Problem description: Make an exact reproduction of all the data.

━━━

PR #1805, opened 2019-01-23
all_constraints and list_of_constraint_types

mlubin:
IMO this is blocking for 0.19 to address gaps in the documentation on how to query what's stored in the model (referenced in constraints.md and nlp.md).

@blegat This gets tricky for vector constraints because we don't store the shape anywhere. What about storing a dictionary from constraint index to shape in Model?

### DIFF
--- a/src/constraints.jl
+++ b/src/constraints.jl
@@ -693,12 +693,12 @@ julia> @variable(model, x >= 0, Bin);
 julia> @constraint(model, 2x <= 1);
 
 julia> list_of_constraint_types(model)
-3-element Array{Any,1}:
+3-element Array{Tuple{DataType,DataType},1}:
  (VariableRef, MathOptInterface.ZeroOne)
  (VariableRef, MathOptInterface.GreaterThan{Float64})
  (GenericAffExpr{Float64,VariableRef}, MathOptInterface.LessThan{Float64})
 """
 function list_of_constraint_types(model::Model)
     list = MOI.get(model, MOI.ListOfConstraints())
-    return Any[(jump_function_type(model, f), s) for (f,s) in list]
+    return [(jump_function_type(model, f), s) for (f,s) in list]
 end
--- a/src/constraints.jl
+++ b/src/constraints.jl
@@ -269,7 +269,6 @@ end
 
 #############################################################################
 # AbstractConstraint
-#
 """
     abstract type AbstractConstraint
 
--- a/src/constraints.jl
+++ b/src/constraints.jl
@@ -274,7 +274,7 @@ end
 
 An abstract base type for all constraint types. `AbstractConstraint`s store the
 function and set directly, unlike [`ConstraintRef`](@ref)s that are merely
-references to constraints stored in a model. `AbstractConstraint` do not need
+references to constraints stored in a model. `AbstractConstraint`s do not need
 to be attached to a model.
 """
 abstract type AbstractConstraint end
--- a/src/constraints.jl
+++ b/src/constraints.jl
@@ -269,7 +269,15 @@ end
 
 #############################################################################
 # AbstractConstraint
-# Abstract base type for all constraint types
+#
+"""
+    abstract type AbstractConstraint
+
+An abstract base type for all constraint types. `AbstractConstraint`s store the
+function and set directly, unlike [`ConstraintRef`](@ref)s that are merely
+references to constraints stored in a model. `AbstractConstraint` do not need
+to be attached to a model.
+"""
 abstract type AbstractConstraint end
 
 """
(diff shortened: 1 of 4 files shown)


src/constraints.jl
```diff
@@ -587,3 +587,85 @@ function shadow_price(constraint::ConstraintRef{Model, MOICON{F, S}}
...
+        error("$t is not a concrete type. Did you miss a type parameter?")
+    end
+    return
+end
+
+"""
+    all_constraints(model::Model, function_type, set_type)::Vector{VariableRef}
+
+Return a list of all constraints currently in the model where the function
+has type `function_type` and the set has type `set_type`. The constrtaints are
```
odow: s/constrtaints/constraints

src/constraints.jl
```diff
@@ -587,3 +587,85 @@ function shadow_price(constraint::ConstraintRef{Model, MOICON{F, S}}
...
+
+julia> list_of_constraint_types(model)
+3-element Array{Tuple{DataType,DataType},1}:
+ (VariableRef, MathOptInterface.ZeroOne)
+ (VariableRef, MathOptInterface.GreaterThan{Float64})
+ (GenericAffExpr{Float64,VariableRef}, MathOptInterface.LessThan{Float64})
+"""
+function list_of_constraint_types(model::Model)
+    list = MOI.get(model, MOI.ListOfConstraints())
+    return [(jump_function_type(model, f), s) for (f,s) in list]
```
blegat: Annotate the element type `Tuple{DataType, DataType}[(jump....`

test/constraint.jl
```diff
@@ -377,6 +377,31 @@ end
...
+    @testset "all_constraints (scalar)" begin
+        model = Model()
+        @variable(model, x >= 0)
+        ref = all_constraints(model, VariableRef, MOI.GreaterThan{Float64})
+        @test ref == [LowerBoundRef(x)]
+        aff_constraints = all_constraints(model, AffExpr,
+                                          MOI.GreaterThan{Float64})
+        @test isempty(aff_constraints)
+        # GreaterThan isn't a concrete type.
+        @test_throws ErrorException all_constraints(model, AffExpr,
```
blegat: Since we dropped Julia v0.6, we can now do
```julia
err = ErrorException("MOI.GreaterThan is not a concrete type. Did you miss a type parameter?")
@test_throws err ...
```
To make sure that this error is thrown instead of another one

src/constraints.jl
```diff
@@ -587,3 +587,85 @@ function shadow_price(constraint::ConstraintRef{Model, MOICON{F, S}}
         return shadow_price_less_than_(dual_val, sense)
     end
 end
+
+function _error_if_not_concrete_type(t)
+    if !isconcretetype(t)
+        error("$t is not a concrete type. Did you miss a type parameter?")
```
blegat: Backsticks around `$t`

src/constraints.jl
mlubin: That type seems more confusing than helpful. Using `Any` instead.

src/constraints.jl
```diff
@@ -587,3 +587,85 @@ function shadow_price(constraint::ConstraintRef{Model, MOICON{F, S}}
...
+
+julia> list_of_constraint_types(model)
+3-element Array{Any,1}:
+ (VariableRef, MathOptInterface.ZeroOne)
+ (VariableRef, MathOptInterface.GreaterThan{Float64})
+ (GenericAffExpr{Float64,VariableRef}, MathOptInterface.LessThan{Float64})
+"""
+function list_of_constraint_types(model::Model)
+    list = MOI.get(model, MOI.ListOfConstraints())
+    return Any[(jump_function_type(model, f), s) for (f,s) in list]
```
blegat: What is the point of using `Any` ? It will be is more efficient to use `Tuple{DataType, DataType}` and IMO, it also tells the user that he gets a pair on concrete types so it is helpful.

mlubin: Ok, maybe it's not necessary to use `Any`. I don't understand the suggestion to annotate with an ugly element type though. Is there an implicit style point on annotating all comprehensions with types?

odow: I don't think it's necessary to type. The docstring should tell the user, they shouldn't have to guess from complicated type information.

> Is there an implicit style point on annotating all comprehensions with types?

Only do it if the return type is important and would otherwise be type-unstable.

blegat: It is not about style nor for user documentation, it is for type stability/performance

mlubin: @blegat Given how generic the type is, how can it specifying it have a performance impact? It's not a concrete type of small union of concrete types so it's unlikely the compiler will specialize any code for it.

blegat: Not sure but having the function inferrable certainly wouldn't hurt. If there are tests with `@inferred` that pass without the annotation, we can remove it

mlubin: > getindex on an element will be slow since it will have to find at runtime which getindex method to call

So? I'm having difficulty imagining a realistic case where that has any meaning impact on runtime. I would need to see a benchmark to be convinced otherwise. IMO it's inconsistent to test this one relatively minor method with `@inferred` when we don't test other much more important methods like `value` with `@inferred`.

mlubin:
This is ready to go on my side. The vector versions are blocked by not having shape information, which can be addressed separately.

src/constraints.jl
odow: I agree with @mlubin.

━━━

Exercise answer:
PR #1805, opened 2019-01-23
all_constraints and list_of_constraint_types

mlubin:
IMO this is blocking for 0.19 to address gaps in the documentation on how to query what's stored in the model (referenced in constraints.md and nlp.md).

@blegat This gets tricky for vector constraints because we don't store the shape anywhere. What about storing a dictionary from constraint index to shape in Model?

### DIFF
--- a/src/constraints.jl
+++ b/src/constraints.jl
@@ -693,12 +693,12 @@ julia> @variable(model, x >= 0, Bin);
 julia> @constraint(model, 2x <= 1);
 
 julia> list_of_constraint_types(model)
-3-element Array{Any,1}:
+3-element Array{Tuple{DataType,DataType},1}:
  (VariableRef, MathOptInterface.ZeroOne)
  (VariableRef, MathOptInterface.GreaterThan{Float64})
  (GenericAffExpr{Float64,VariableRef}, MathOptInterface.LessThan{Float64})
 """
 function list_of_constraint_types(model::Model)
     list = MOI.get(model, MOI.ListOfConstraints())
-    return Any[(jump_function_type(model, f), s) for (f,s) in list]
+    return [(jump_function_type(model, f), s) for (f,s) in list]
 end
--- a/src/constraints.jl
+++ b/src/constraints.jl
@@ -269,7 +269,6 @@ end
 
 #############################################################################
 # AbstractConstraint
-#
 """
     abstract type AbstractConstraint
 
--- a/src/constraints.jl
+++ b/src/constraints.jl
@@ -274,7 +274,7 @@ end
 
 An abstract base type for all constraint types. `AbstractConstraint`s store the
 function and set directly, unlike [`ConstraintRef`](@ref)s that are merely
-references to constraints stored in a model. `AbstractConstraint` do not need
+references to constraints stored in a model. `AbstractConstraint`s do not need
 to be attached to a model.
 """
 abstract type AbstractConstraint end
--- a/src/constraints.jl
+++ b/src/constraints.jl
@@ -269,7 +269,15 @@ end
 
 #############################################################################
 # AbstractConstraint
-# Abstract base type for all constraint types
+#
+"""
+    abstract type AbstractConstraint
+
+An abstract base type for all constraint types. `AbstractConstraint`s store the
+function and set directly, unlike [`ConstraintRef`](@ref)s that are merely
+references to constraints stored in a model. `AbstractConstraint` do not need
+to be attached to a model.
+"""
 abstract type AbstractConstraint end
 
 """
(diff shortened: 1 of 4 files shown)


src/constraints.jl
```diff
@@ -587,3 +587,85 @@ function shadow_price(constraint::ConstraintRef{Model, MOICON{F, S}}
...
+        error("$t is not a concrete type. Did you miss a type parameter?")
+    end
+    return
+end
+
+"""
+    all_constraints(model::Model, function_type, set_type)::Vector{VariableRef}
+
+Return a list of all constraints currently in the model where the function
+has type `function_type` and the set has type `set_type`. The constrtaints are
```
odow: s/constrtaints/constraints

src/constraints.jl
```diff
@@ -587,3 +587,85 @@ function shadow_price(constraint::ConstraintRef{Model, MOICON{F, S}}
...
+
+julia> list_of_constraint_types(model)
+3-element Array{Tuple{DataType,DataType},1}:
+ (VariableRef, MathOptInterface.ZeroOne)
+ (VariableRef, MathOptInterface.GreaterThan{Float64})
+ (GenericAffExpr{Float64,VariableRef}, MathOptInterface.LessThan{Float64})
+"""
+function list_of_constraint_types(model::Model)
+    list = MOI.get(model, MOI.ListOfConstraints())
+    return [(jump_function_type(model, f), s) for (f,s) in list]
```
blegat: Annotate the element type `Tuple{DataType, DataType}[(jump....`

test/constraint.jl
```diff
@@ -377,6 +377,31 @@ end
...
+    @testset "all_constraints (scalar)" begin
+        model = Model()
+        @variable(model, x >= 0)
+        ref = all_constraints(model, VariableRef, MOI.GreaterThan{Float64})
+        @test ref == [LowerBoundRef(x)]
+        aff_constraints = all_constraints(model, AffExpr,
+                                          MOI.GreaterThan{Float64})
+        @test isempty(aff_constraints)
+        # GreaterThan isn't a concrete type.
+        @test_throws ErrorException all_constraints(model, AffExpr,
```
blegat: Since we dropped Julia v0.6, we can now do
```julia
err = ErrorException("MOI.GreaterThan is not a concrete type. Did you miss a type parameter?")
@test_throws err ...
```
To make sure that this error is thrown instead of another one

src/constraints.jl
```diff
@@ -587,3 +587,85 @@ function shadow_price(constraint::ConstraintRef{Model, MOICON{F, S}}
         return shadow_price_less_than_(dual_val, sense)
     end
 end
+
+function _error_if_not_concrete_type(t)
+    if !isconcretetype(t)
+        error("$t is not a concrete type. Did you miss a type parameter?")
```
blegat: Backsticks around `$t`

src/constraints.jl
mlubin: That type seems more confusing than helpful. Using `Any` instead.

src/constraints.jl
```diff
@@ -587,3 +587,85 @@ function shadow_price(constraint::ConstraintRef{Model, MOICON{F, S}}
...
+
+julia> list_of_constraint_types(model)
+3-element Array{Any,1}:
+ (VariableRef, MathOptInterface.ZeroOne)
+ (VariableRef, MathOptInterface.GreaterThan{Float64})
+ (GenericAffExpr{Float64,VariableRef}, MathOptInterface.LessThan{Float64})
+"""
+function list_of_constraint_types(model::Model)
+    list = MOI.get(model, MOI.ListOfConstraints())
+    return Any[(jump_function_type(model, f), s) for (f,s) in list]
```
blegat: What is the point of using `Any` ? It will be is more efficient to use `Tuple{DataType, DataType}` and IMO, it also tells the user that he gets a pair on concrete types so it is helpful.

mlubin: Ok, maybe it's not necessary to use `Any`. I don't understand the suggestion to annotate with an ugly element type though. Is there an implicit style point on annotating all comprehensions with types?

odow: I don't think it's necessary to type. The docstring should tell the user, they shouldn't have to guess from complicated type information.

> Is there an implicit style point on annotating all comprehensions with types?

Only do it if the return type is important and would otherwise be type-unstable.

blegat: It is not about style nor for user documentation, it is for type stability/performance

mlubin: @blegat Given how generic the type is, how can it specifying it have a performance impact? It's not a concrete type of small union of concrete types so it's unlikely the compiler will specialize any code for it.

blegat: Not sure but having the function inferrable certainly wouldn't hurt. If there are tests with `@inferred` that pass without the annotation, we can remove it

mlubin: > getindex on an element will be slow since it will have to find at runtime which getindex method to call

So? I'm having difficulty imagining a realistic case where that has any meaning impact on runtime. I would need to see a benchmark to be convinced otherwise. IMO it's inconsistent to test this one relatively minor method with `@inferred` when we don't test other much more important methods like `value` with `@inferred`.

mlubin:
This is ready to go on my side. The vector versions are blocked by not having shape information, which can be addressed separately.

src/constraints.jl
odow: I agree with @mlubin.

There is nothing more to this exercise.